Three men burst through the open office door. I turned to look at them. They were actually little more than very large boys, I noted. They wore red lifeguard swimsuits and matching “T” shirts, with the yellow SCLG initials emblazoned on their chests. ‘Rowdy’ was a word I would later use to describe them to Amy. Their immediate injection of loud boisterous laughter brought me out of my chair, to stand facing them. They ignored me completely, instead walking right up to the front of Myer’s desk and leaning forward. They laughed again. Myers stared at them with a deadpan expression, but did nothing about their noisy incursion. Two of the boys sat in the available chairs, one of which I had just vacated. They sprawled there.
“What’s the haps, Morri?” one of them said, then they all laughed again. Myer’s face grew red.
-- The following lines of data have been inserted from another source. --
PR #3539, opened 2020-11-23
Increase instructions limit

owler0954:
1k instructions not enought


DeltaNedas:
this is done because java short pimits
use more processors for maximum anukage

Anuken:
No.

PR #3561, opened 2020-11-24
Update contributors

Volas171:


summetdev:
Why put a new name at the top? It's better to put it at the end.

Angel-24:
> Why put a new name at the top? It's better to put it at the end.

Why? Does it has an order?

summetdev:
> > Why put a new name at the top? It's better to put it at the end.
> 
> Why? Does it has an order?

Yes.

Angel-24:
> > > Why put a new name at the top? It's better to put it at the end.
> > 
> > 
> > Why? Does it has an order?
> 
> Yes.

ok

Volas171:
ok

PR #3577, opened 2020-11-25
unit movement properties - add velX, velY, hovering, flying, dead variables

BasedUser:
based on https://github.com/Anuken/Mindustry-Suggestions/issues/637


Anuken:
- Velocity: Won't work properly on servers and is completely unreliable. Don't use it.
- Dead state: Why? A unit can be invalid even if it is not dead. This is misleading and not particularly useful.
- Flying/hovering: Why not just return the unit elevation, 0-1?

PR #3583, opened 2020-11-25
automatic reconnect

Quezler:
> this pull request will allow servers to request clients to automatically reconnect when kicked with the right reason.

primary use case: not losing players when updating server sided java (plugins / mods / minigames / etc)

- the last ip & port are these just for ease of use, since its buried [way deep within arc](https://github.com/Anuken/Arc/blob/master/extensions/arcnet/src/arc/net/Client.java#L121). ⛏️ 
- the ping task has no `repeatCount` since i did not see a clean solution to close the loadfrag afterwards. (e.g. `i++`)
- haven't tested what happens if you get kicked on connect with this message.
- bundle entry `server.kicked.serverRestarting` doesn't show anymore.
- not very practical for `BeControl` since the version changes.
- example usage for in minigames or custom commands: 

Screen Shot 2020-11-25 at 10 49 28


core/src/mindustry/ui/dialogs/JoinDialog.java
```diff
@@ -445,13 +450,29 @@ public void connect(String ip, int port){
...
                 hide();
                 add.hide();
             });
         });
     }
 
+    public void reconnect(){
+        ui.loadfrag.show("@reconnecting");
+
+        this.ping = Timer.schedule(() -> {
```
summetdev, line 463: maybe use `ping = ....` here? As `this` is unnecessary

Quezler: no, i tried that, but then java throws several huge tantrums about it not being initialized / not final / several other weird errors / etc, making it a class property was the cleanest working solution

core/src/mindustry/ui/dialogs/JoinDialog.java
```diff
@@ -445,13 +450,34 @@ public void connect(String ip, int port){
...
-            net.connect(ip, port, () -> {
+            net.connect(lastIp = ip, lastPort = port, () -> {
                 hide();
                 add.hide();
             });
         });
     }
 
+    public void reconnect(){
+        if(lastIp.isEmpty()) return;
```
Anuken, line 461:
```suggestion
        if(lastIp == null || lastIp.isEmpty()) return;
```

PR #3596, opened 2020-11-25
Fix ai schematics with power weapons and steam gens

Catchears:
This partially implements [this](https://github.com/Anuken/Mindustry-Suggestions/issues/1312). It adds batteries to all schems which use power weapons and don't generate more power then they could use, and fixes the water extractor ratio issue. Also some of the schems had the steam gens missing, I went ahead and added them as well.


genNAowl:
yes gud

PR #3608, opened 2020-11-26
EntityMapping.map(this.name)

younggam:
kinda mod separation?


summetdev (commented):
`this.name` is equal to `name`, so actually this PR change nothing

younggam:
no, name is local variable and this.name is field.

“It’s Lieutenant, to you,” he said, his voice menacing, but his lisp taking away any macho effect he attempted to transmit.
“Yeth thir, Lieutenant thir,” the largest boy, the one standing, said. His hand snapped up to perform a crooked salute when he said the words. He then stood at mock attention, his eyes staring straight out into the incoming waves.
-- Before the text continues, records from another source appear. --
PR #3653, opened 2020-11-29
use JumpI for end

DeltaNedas:
since its equivalent to `jump 0 always`, may as well make it that
removes EndI as it's redundant.

### DIFF
--- a/core/src/mindustry/logic/LExecutor.java
+++ b/core/src/mindustry/logic/LExecutor.java
@@ -782,14 +782,6 @@ public class LExecutor{
         }
     }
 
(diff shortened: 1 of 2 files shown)


Legomonster33:
> since its equivalent to `jump 0 always`, may as well make it that
> removes EndI as it's redundant.

Iirc end clears all variables, jump doesnt

DeltaNedas:
1. no it doesnt, don't believe reddit
2. check what i deleted

Anuken:
Not really necessary and has the possibility of breaking something.

PR #3662, opened 2020-11-30
Fixes #3661

### LINKED ISSUE #3661: Blocks with quickRotate = false still quick-rotates when a new block with a different rotation is placed on top of it.
**Platform**: *Windows*

**Build**: *20141*

**Issue**: *Blocks with `quickRotate = false` quick-rotates when the same block with a different rotation is placed on top. This is the updated behavior, but it shouldn't do so for blocks with quickRotate disabled, since the point of that field is to make the building's rotation persist and be constant until it is broken(Reasons were given on my PR at that time). A suggested solution is to revert the behavior to what it was like before for blocks that has !`quickRotate`.*

**Steps to reproduce**: *Make a block with `quickRotate = false`. Easiest way is to just open console and type `Blocks.conveyor.quickRotate = false;`.*

**Link(s) to mod(s) used**: *null*

**Save file**: *codewise issue*

If you remove the line above without reading it properly and understanding what it means, I will reap your soul. Even if you're playing on someone's server, you can still save the game to a slot.   
*I doubt I have a soul inside me. Besides, what happens at (supposedly) InputHandler.java surely doesn't require a save file(or I hope so).*

**Crash report**: *null*

---

*Place an X (no spaces) between the brackets to confirm that you have read the line below.*  
- [X] **I have updated to the latest release (https://github.com/Anuken/Mindustry/releases) to make sure my issue has not been fixed.**
- [X] **I have searched the closed and open issues to make sure that this problem has not already been reported.**

Quezler:
#3661

### DIFF
--- a/core/src/mindustry/world/Build.java
+++ b/core/src/mindustry/world/Build.java
@@ -58,7 +58,7 @@ public class Build{
         if(tile == null) return;
 
         //auto-rotate the block to the correct orientation and bail out
-        if(tile.team() == team && tile.block == result && tile.build != null){
+        if(tile.team() == team && tile.block == result && tile.build != null && tile.block.quickRotate){
             if(unit != null && unit.isPlayer()) tile.build.lastAccessed = unit.getPlayer().name;
             tile.build.rotation = Mathf.mod(rotation, 4);
             tile.build.updateProximity();


sk7725:
Wait its *that* simple?

sk7725 (approved):

Quezler:
> Wait its _that_ simple?

yes

PR #5597, opened 2021-07-17
Remove spaces

GamerMoment69:
I'm surprised they were still here, unlike the feature request template in the suggestions repository.


Quezler:
you might want to change this file as well then:
https://github.com/Anuken/Mindustry/blob/master/core/src/mindustry/ui/Links.java#L76

Anuken:
This is wrong. I intentionally added a space in the box to make it show up *as an empty checkbox* when not edited. Users are expected to replace the space with an X.

PR #5602, opened 2021-07-18
Add settings hint

minacle:
Long description for setting items. It might be useful to clarify each settings.

Screenshot

---

If #5601 applied:

Screenshot if #5601 applied


Anuken:
Inline descriptions disrupt the UI layout, so I implemented these as tooltips instead:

I almost choked. I didn’t know whether to say something supporting the Lieutenant or laugh. It was a tragically funny scene. I recalled my own recent stint as a lieutenant in the Marine Corps. If three of my men had pulled such a stunt they would have first been humbled by a fifty mile forced march, and then led off to court martial.
The big lfeguard fell from a position of attention to one of relaxed indolence, half sitting on the front edge of the lieutenant’s desk. He turned to me.
“Who’s the Gestapo agent?” he asked, to no one in particular, then brought his attention back to Myers. He flicked his right thumb toward me.

I remained still, watching Myers. And then I was surprised. His anger somehow had turned off like a spigot of water. Instead of exploding physically at the guards, he became meek, to the point of smiling at them, as if they were merely children acting up.
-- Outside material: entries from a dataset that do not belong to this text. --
PR #5618, opened 2021-07-19
Allow hiding of steam servers

buthed010203:
Theres no way to hide them while keeping them public in the steam api so instead this jank is needed. This wont do anything on a vanilla install but will allow people hosting headless steam servers to hide them if they only use the server to verify if players are on steam or not.

### DIFF
--- a/desktop/src/mindustry/desktop/steam/SNet.java
+++ b/desktop/src/mindustry/desktop/steam/SNet.java
@@ -312,6 +312,7 @@ public class SNet implements SteamNetworkingCallback, SteamMatchmakingCallback, 
             for(int i = 0; i < matches; i++){
                 try{
                     SteamID lobby = smat.getLobbyByIndex(i);
+                    if(!smat.getLobbyData(lobby, "hidden").equals("false")) continue;
                     String mode = smat.getLobbyData(lobby, "gamemode");
                     //make sure versions are equal, don't list incompatible lobbies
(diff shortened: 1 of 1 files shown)


Anuken:
Shouldn't lobbies be shown by default instead? i.e., check for the existence of a hidden property and only hide it *if the property is true*?

buthed010203:
@Anuken thats what this pr does

Anuken:
No, you're not. If the property isn't set, or it's "gsdsdgs", it'll still skip. In the former case, it may even crash.

Existing lobbies should not need to change any of their properties.

buthed010203:
Ah I see what you mean

buthed010203:
@Anuken fixed, tested and it doesnt crash

Anuken:
> !equals("")

Checked the Steam API, and it looks like `""` is returned as an empty property - that won't work. `true` should be fine.

USMP-lancer:
si

buthed010203:
😡 necroposts

USMP-lancer:
si

USMP-lancer:
((remember buthed, the button labeled unsubscribe))

Anuken:
@USMP-lancer The issue tracker is not a place for random meme comments. Asking people to *unsubscribe from their own pull requests* is absurd. If you don't have anything worthwhile to say, add a reaction to the main post and stop filling my notifications with spam.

“This is the officer attached to the Western White House Detail, out at Cotton’s Point.” Myers extended one hand out toward me, then left it hanging in the air, as if some fellowship or partnership existed between us. The gesture made me uncomfortable, but the outrageous behavior of the three guards held me to silence. The two sitting guards arose from their seats to stand by the larger of them. All of them were larger than me. I felt like I had fallen in among some association of lifeguard giants.

The three men stared at me, their expressions satirical, their smiles insincere.
No one said anything for a moment, until Myers spoke.

“These are some of my guards,” he said, gesturing toward the boys. “Billy Morrel, Charley Mac, and Joe Marion.” He pointed from one to the other as he spoke their names. I reached out my right hand toward the middle one, Charlie Mac. He took my hand. He pressed hard, but I had been half-prepared for such a move. I squeezed back, to hold my own, which I did. I had not worked out every day for three years for nothing. The hospital surgeries, and time, had effected my walk, not my grip. We stood there for thirty seconds before Charley
gave up. We both stepped back, our faces smiling but not our eyes.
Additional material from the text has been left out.